Use `ONLY_REJECTED` to create a review queue of uncertain predictions that need
human oversight.

```python
from calibrated_explanations import WrapCalibratedExplainer
from calibrated_explanations.core.reject.policy import RejectPolicy

wrapper = WrapCalibratedExplainer(model)
wrapper.fit(x_train, y_train)
wrapper.calibrate(x_cal, y_cal)

# Generate explanations only for rejected (uncertain) instances
result = wrapper.explain_factual(X_new, reject_policy=RejectPolicy.ONLY_REJECTED)

# Build review queue
review_queue = []
for local_idx, _expl in enumerate(result.explanations):
    global_idx = result.metadata["source_indices"][local_idx]
    review_queue.append({
        "index": int(global_idx),
        "needs_review": True,
    })

print(f"Review queue: {len(review_queue)} items need human review")
print(f"Reject rate: {result.metadata['reject_rate']:.2%}")
```

## Error Handling

### Detecting Initialization Failures

Use `init_ok`, `init_error`, and `fallback_used` together to distinguish hard
failure from successful-but-degraded execution.

```python
result = wrapper.explain_factual(X_new, reject_policy=RejectPolicy.FLAG)
meta = result.metadata or {}

if meta.get("init_error"):
    logging.error("Reject learner initialization failed")
    # Fall back to non-reject behavior or raise an error
    raise RuntimeError("Cannot proceed without reject learner")

if meta.get("fallback_used"):
    logging.warning("Reject fallback path used: %s", meta.get("degraded_mode", ()))
```

Contract-level fallback/coercion paths emit `RejectContractWarning`
(a `UserWarning` subclass), so existing `pytest.warns(UserWarning, ...)`
assertions remain valid.

### Reading per-instance breakdowns

When a reject policy is active you can inspect the masks and sizes directly:

```python
res = wrapper.predict(X_new, reject_policy=RejectPolicy.FLAG)
meta = res.metadata or {}
ambiguity = meta.get("ambiguity_mask")  # boolean array
novelty = meta.get("novelty_mask")  # boolean array
set_sizes = meta.get("prediction_set_size")  # integer array
eps = meta.get("epsilon")  # scalar float

# Example: indices that are ambiguous but not uncertain
ambiguous_only = np.where(ambiguity & ~novelty)[0]
print("Ambiguous-only indices:", ambiguous_only)
```

### Handling Empty Subsets

When using `ONLY_REJECTED` or `ONLY_ACCEPTED`, the explanation collection may
be empty if the relevant subset is empty:

```python
result = wrapper.explain_factual(X_new, reject_policy=RejectPolicy.ONLY_REJECTED)

if len(result.explanations) == 0:
    # No rejected instances to explain
    print("All predictions are confident - nothing to review")
else:
    # Process rejected instance explanations
    pass
```

### Confidence Level Selection

The reject rate depends on the confidence level used during calibration.
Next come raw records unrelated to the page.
PR #12609, opened 2025-06-29
All: Resolves #8718: Delete all note revisions when the note is permanently deleted

### LINKED ISSUE #8718: When deleting a note, also delete the associated revisions

pedr:
Resolves https://github.com/laurent22/joplin/issues/8718

# Summary

Until this point even when a note was permanently deleted, the note revisions were kept in the database. This change should ensure that any permanently deleting action also delete this revision records.

# Testing

I added two automated tests:
- one that checks if the revision has been deleted if the note is permanently deleted
- other that ensures that the revision is still there if it is only send to trash.


laurent22:
Seeing this:

```
[@joplin/lib]: FAIL services/RevisionService.test.js (52.194 s)
[@joplin/lib]:   ● services/RevisionService › should not error on revisions for missing (not downloaded yet/permanently deleted) notes
[@joplin/lib]: 
[@joplin/lib]:     expect(received).toHaveLength(expected)
[@joplin/lib]: 
[@joplin/lib]:     Expected length: 1
[@joplin/lib]:     Received length: 0
[@joplin/lib]:     Received array:  []
[@joplin/lib]: 
[@joplin/lib]:       230 |
[@joplin/lib]:       231 | 		// Should leave newer revisions (handle the case where revisions are downloaded before the note).
[@joplin/lib]:     > 232 | 		expect(await getNoteRevisions()).toHaveLength(1);
[@joplin/lib]:           | 		                                 ^
[@joplin/lib]:       233 | 	});
[@joplin/lib]:       234 |
[@joplin/lib]:       235 | 	it('should handle conflicts', (async () => {
[@joplin/lib]: 
[@joplin/lib]:       at Object.toHaveLength (services/RevisionService.test.ts:232:36)
[@joplin/lib]: 
[@joplin/lib]: FAIL services/synchronizer/Synchronizer.revisions.test.js (41.312 s)
[@joplin/lib]:   ● Synchronizer.revisions › should not save revisions when deleting a note via sync
[@joplin/lib]: 
[@joplin/lib]:     expect(received).toBe(expected) // Object.is equality
[@joplin/lib]: 
[@joplin/lib]:     Expected: 1
[@joplin/lib]:     Received: 0
[@joplin/lib]: 
[@joplin/lib]:       60 | 		{
[@joplin/lib]:       61 | 			const allRevs = await Revision.allByType(BaseModel.TYPE_NOTE, n1.id);
[@joplin/lib]:     > 62 | 			expect(allRevs.length).toBe(1);
[@joplin/lib]:          | 			                       ^
[@joplin/lib]:       63 | 		}
[@joplin/lib]:       64 |
[@joplin/lib]:       65 | 		const notes = await Note.all();
[@joplin/lib]: 
[@joplin/lib]:       at Object.toBe (services/synchronizer/Synchronizer.revisions.test.ts:62:27)
[@joplin/lib]: 
[@joplin/lib]: 
[@joplin/lib]: Test Suites: 2 failed, 128 passed, 130 total
[@joplin/lib]: Tests:       2 failed, 1064 passed, 1066 total
[@joplin/lib]: Snapshots:   24 passed, 24 total
[@joplin/lib]: Time:        359.666 s
[@joplin/lib]: Ran all test suites.
The command failed in workspace @joplin/lib@workspace:packages/lib with exit code 1
```

mrjo118:
@pedr I suspect those failing tests need to delete the notes at database level instead of at model level within the test, as the model now deletes the revisions as well as the note

pedr:
Thanks for point it out the errrors.

So it seems the test called `should not error on revisions for missing (not downloaded yet/permanently deleted) notes` doesn't make sense anymore, am I right? I don't think this will happen in the future considering this PR.

The second test I'm having some trouble to understand what is happening, so I'm taking a closer look to understand what should be the correct behaviour.

e.g.:
```ts
it.only('should not save revisions when deleting a note via sync', (async () => {
		const n1 = await Note.save({ title: 'testing' });
		await synchronizerStart();

		await switchClient(2);

		await synchronizerStart();
		await Note.delete(n1.id);
		await revisionService().collectRevisions(); // REV 1
		{
			const allRevs = await Revision.allByType(BaseModel.TYPE_NOTE, n1.id);
			expect(allRevs.length).toBe(1); //// Shouldn't be 0 here too?
		}
		await synchronizerStart();

		await switchClient(1);

		await synchronizerStart(); // The local note gets deleted here, however a new rev is *not* created
		{
			const allRevs = await Revision.allByType(BaseModel.TYPE_NOTE, n1.id);
			expect(allRevs.length).toBe(1); //// Test error happens here, revisions length is 0 now
		}

		const notes = await Note.all();
		expect(notes.length).toBe(0);
	}));
```

mrjo118:
> So it seems the test called `should not error on revisions for missing (not downloaded yet/permanently deleted) notes` doesn't make sense anymore, am I right?

Not necessarily. Any notes which were permanently deleted before this code change is released still should not error.

As mentioned, `Note.delete` calls within the test will now delete the associated revisions, so if you make the tests call some sql directly to delete the notes only, I think it should fix both tests.

EDIT: You may be able to call BaseItem.batchDelete / BaseItem.delete directly within your test instead of Note.delete, so you don't have to write some sql

pedr:
What I'm understanding about the second case.

- `client 2` deletes the note permanently
- `revisionService` creates a Revision from the deleted note (is this still needed? I'm not sure why we have this, is to conflict resolution or just to be able to restore a note before the trash feature was added?)
- we switch to `client 1`
- before this PR `client 1` would still have a revision from the deleted note, after this PR it doesn't anymore

It seems like how currently is set the `client 2` would store the revision for the deleted note indefinitely

mrjo118:
> * `revisionService` creates a Revision from the deleted note (is this still needed? I'm not sure why we have this, is to conflict resolution or just to be able to restore a note before the trash feature was added?)

Ah yes, I did come across this when working on https://github.com/laurent22/joplin/pull/12487

For my PR I could just ignore that, but mentioned it as a consideration for potential improvement. In the case of your code fix though, I think you would need to remove the whole block (but possibly you need to keep doneNoteIds.push(noteId), I'm not sure) at:
https://github.com/laurent22/joplin/blob/798c1e1c2b7ae4f171cb7281688e4eff4fa3519f/packages/lib/services/RevisionService.ts#L168-L176

Otherwise, there would always be a revision left behind on permanent note deletion, as you say.

In terms of the tests, for "should not error on revisions for missing (not downloaded yet/permanently deleted) notes" I think the 'should not error for missing' aspect of the test is still relevant, but I think the assertion and comment at the end of the test can be removed.

For "should not save revisions when deleting a note via sync" I think this test will no longer be relevant, if you remove the logic to create a revision on permanent deletion. But yeah you'll need Laurent's input on whether that is ok

pedr:
I fixed the tests, hopefully I'm understanding them correctly:

#### RevisionService.test `should not error on revisions for missing (not downloaded yet/permanently deleted) notes` 

For this one end up following mrjo118 thinking and removing the note directly from the database, since it a test about revisions without a note.

#### Synchonizer.revision.test `should not save revisions when deleting a note via sync`

The issue here is that a revision is created for "old notes" that don't have any yet when they are deleted. It seems like this was implemented to avoid any unexpected deletions being it from bug or user action (see RevisionService for more information).

I'm not sure if this still is relevant or note, so I decided to keep this part of the code and just update the test code.

**So if an "Old note" is deleted** on `client 1`, this `client 1` will keep this "just in case" revision, but any other client will not store anymore. This happens because the Synchonizer calls the `Note.delete` method that ultimately that delete its revisions also.

packages/lib/services/RevisionService.test.ts
```diff
@@ -224,7 +224,8 @@ describe('services/RevisionService', () => {
 		};
 		expect(await getNoteRevisions()).toHaveLength(4);
 
-		await Note.delete(note.id, { toTrash: false, sourceDescription: 'tests/RevisionService' });
+		// We delete the note directly because the Note.delete method removes revisions
+		await db().exec('DELETE FROM notes WHERE id = ?', [note.id]);
```
laurent22, line 229: no sql in tests

packages/lib/models/Note.ts
```diff
@@ -19,6 +19,7 @@ import { LoadOptions, SaveOptions } from './utils/types';
 import ActionLogger from '../utils/ActionLogger';
 import { getDisplayParentId, getTrashFolderId } from '../services/trash';
 import { getCollator } from './utils/getCollator';
+import Revision from './Revision';
```
laurent22: Use BaseItem.getClass() to avoid circular dependencies

packages/lib/services/RevisionService.test.ts
pedr: Do you have a suggestion here? (I'm assuming when you say no SQL in tests you also mean no knex direct calls either)

I added a new option to the delete method, but I don't think I really like this solution, it seems wrong to add an option just to make the test pass.

Other way to fix it would be to control the synchronization process ensuring that the revisions are delivered first and before the note being synchronized we stopped the process, which is probably not possible.

mrjo118: @pedr Did you try this from my earlier comment?:
"You may be able to call BaseItem.batchDelete / BaseItem.delete directly within your test instead of Note.delete, so you don't have to write some sql"

pedr: BaseModel/BaseItem require a baseModel/baseTable to run its methods, I don't think this is possible, unless there is a way to bypass this restriction that I'm not aware of, see:

```ts
//BaseModel.ts

	public static async batchDelete(ids: string[], options?: DeleteOptions) {
		if (!ids.length) return;
		ActionLogger.from(options?.sourceDescription).log(ItemActionType.Delete, ids);

		options = this.modOptions(options);
		const idFieldName = options.idFieldName ? options.idFieldName : 'id';
		const sql = `DELETE FROM ${this.tableName()} WHERE ${idFieldName} IN (${this.escapeIdsForSql(ids)})`;
		await this.db().exec(sql);
	}

```

packages/lib/BaseModel.ts
```diff
@@ -53,6 +53,8 @@ export interface DeleteOptions {
 	// parent. By default the item will be moved at the root of the trash. Note
 	// that caller must ensure that this parent ID is a deleted folder.
 	toTrashParentId?: string;
+
+	shouldDeleteRevisions?: boolean;
```
laurent22: Please remove the option, that's too much custom code just to support one line in a test. Please put back the SQL then

mrjo118:
Looks like the builds are broken from merging this. Seeing these errors in all the latest PR builds:

  Error: [joplin]: ../lib/models/Note.ts(926,20): error TS2339: Property 'deleteHistoryForNote' does not exist on type 'typeof BaseItem'.
  Error: [@joplin/app-desktop]: ../lib/models/Note.ts(926,20): error TS2339: Property 'deleteHistoryForNote' does not exist on type 'typeof BaseItem'.
  Error: [@joplin/app-mobile]: ../lib/models/Note.ts(926,20): error TS2339: Property 'deleteHistoryForNote' does not exist on type 'typeof BaseItem'.
  Error: [@joplin/editor]: ../lib/models/Note.ts(926,20): error TS2339: Property 'deleteHistoryForNote' does not exist on type 'typeof BaseItem'.
  Error: [@joplin/lib]: models/Note.ts(926,20): error TS2339: Property 'deleteHistoryForNote' does not exist on type 'typeof BaseItem'.
  Error: [@joplin/tools]: ../lib/models/Note.ts(926,20): error TS2339: Property 'deleteHistoryForNote' does not exist on type 'typeof BaseItem'.
  Error: [@joplin/server]: ../lib/models/Note.ts(926,20): error TS2339: Property 'deleteHistoryForNote' does not exist on type 'typeof BaseItem'.

laurent22:
Should be fixed in e0e04fbc917c2e3342a446cbf82de67932b0ccc7

PR #12647, opened 2025-07-01
All: Fixes #12089: Moving sub-notebook of shared notebook should unshare it

### LINKED ISSUE #12089: Moving sub-notebook of shared notebook out of the sharing hierarchy leads to data loss
### Operating system

Windows

### Joplin version

3.2.13

### Desktop version info

I am using joplin-server (3.0.1) and windows desktop client (3.2.13).

Authentication is done via LDAP credentials.

### Current behaviour

Lets assume following structure

```
notebooks
  - my_notebook_1
  - my_notebook_2
  - shared_notebook (sharing-symbol)
      - notebook_shared_by_inheritance_1
      - notebook_shared_by_inheritance_2
```

if I move a "shared_by_inheritance_x" notebook out of the hierarchy of the notebook which is shared (in this example: "shared_notebook") like this

```
notebooks
  - my_notebook__1
  - my_notebook__2
  - notebook_shared_by_inheritance_2 (sharing-symbol)
  - shared_notebook (sharing-symbol)
      - notebook_shared_by_inheritance_1
```

then the moved notebook is still marked as "shared" by color (orange) and also gains the sharing symbol behind its name.

If I delete this moved entry now and cleanup the trash synchronization fails (after some waiting) with "cannot find share associated with item“.

From this point it is not possible to recover, and even worse, if you wait enough time the joplin-server seems to cleanup something and all shared items are lost.

Seems like the sharing information is duplicated when moving out of hierarchy and after deleting the item the sharing information from the original item is orphaned (or deleted because its the exact same information entry in db?).

### Expected behaviour

the moved item should not be in shared-state anymore

### Logs

_No response_

laurent22:


personalizedrefrigerator:
There are some tsc errors in CI:
```
20s
  Error: [@joplin/lib]: services/share/ShareService.test.ts(98,16): error TS2554: Expected 2 arguments, but got 1.
  Error: [@joplin/lib]: services/share/ShareService.test.ts(190,16): error TS2554: Expected 2 arguments, but got 1.
  Error: [@joplin/lib]: services/share/ShareService.test.ts(316,16): error TS2554: Expected 2 arguments, but got 1.
```

laurent22:
Thanks, that should be fixed now

personalizedrefrigerator:
I'm currently re-running the sync fuzzer with this change applied. I plan to edit this comment after the fuzzer finishes running.

**Edit**: 
- ~~The fuzzer is still failing after 32 actions with output similar to https://github.com/laurent22/joplin/issues/12089#issuecomment-3024801407.~~
- ~~One possibility is that the fuzzer's expected state needs to be adjusted. At present, the fuzzer expects the moved subnotebook to be deleted for the other users on the share and only be moved for the user that moved the notebook. However, the subnotebook still becomes a toplevel notebook for all share recipients.~~

**Edit 2**: This might be a different issue with the fuzzer — I'm currently checking.

**Edit 3**: The issue seems to have been in the CLI app — `ShareService.maintenance` wasn't being run. Adding a call to `await ShareService.instance().maintenance();` to the `sync` command seems to fix the issue.

PR #12666, opened 2025-07-03
Fix: Long URL in note properties no longer breaks the dialog layout (…

### LINKED ISSUE #12643: Problem with long URL in note properties
### Operating system

Windows

### Joplin version

3.3.13

### Desktop version info

Joplin 3.3.13 (prod, win32)

Device: win32, Intel(R) Core(TM) i7-2600K CPU @ 3.40GHz
Client ID: 6f5f2ab53b484795a50806b4c5e06674
Sync Version: 3
Profile Version: 47
Keychain Supported: Yes
Alternative instance ID: -

Revision: 144ed59

Backup: 1.4.3
Freehand Drawing: 3.0.1

### Current behaviour

If you enter a very long URL in properties of a note, then the properties will be no longer available for viewing.

Image

### Expected behaviour

Truncating or wrapping the url is needed

### Logs

_No response_

SAYAN02-DEV:
Fixes #12643

### 🐛 Problem

Opening the Note Properties dialog with a very long URL in the `source_url` field caused the layout to overflow or become unreadable. This made it impossible to interact with or view other properties.

---

### ✅ Solution

Applied a CSS fix using `word-break: break-all` to the URL field inside `NotePropertiesDialog.tsx`.

This ensures that very long URLs wrap within the available space and the dialog layout stays intact.

---

### 🧪 How I Tested

- Added a long URL to a note's source_url (300+ characters)
- Opened the Note Properties dialog on the Desktop app
- Verified:
  - Dialog no longer breaks
  - URL is readable and wraps as expected
  - Dialog behaves normally for all other properties

---

### 📸 Screenshot (After Fix)

screenshot
image

---

### 🧩 Files Updated

- `packages/app-desktop/gui/NotePropertiesDialog.tsx`

---

This is a small, focused UI bug fix for the Desktop app and does not affect backend logic or mobile functionality.


SAYAN02-DEV:

laurent22:
URL should not wrap but be cut. Why is the existing CSS not already doing this? `maxWidth: '180px', overflow: 'hidden', whiteSpace: 'nowrap', textOverflow: 'ellipsis`

SAYAN02-DEV:
The existing CSS wasn't taking effect because the <a> element is an inline element so we have to  explicitly change their display to 'inline-block'.
I understand that the URL should not wrap, but instead be visually truncated. I've applied display: 'inline-block' to ensure the URL is now properly cut with ellipsis.

I've updated the PR with this fix — could you please take a look?
image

Higher
confidence levels result in more rejections:

| Confidence | Typical Reject Rate | Use When |
|------------|---------------------|----------|
| 0.90 | Lower | Acceptable to have some errors |
| 0.95 | Medium | Balanced tradeoff (default) |
| 0.99 | Higher | Strict accuracy requirements |

See `evaluation/reject_policy_ablation.py` for empirical comparisons of different
confidence levels on standard datasets.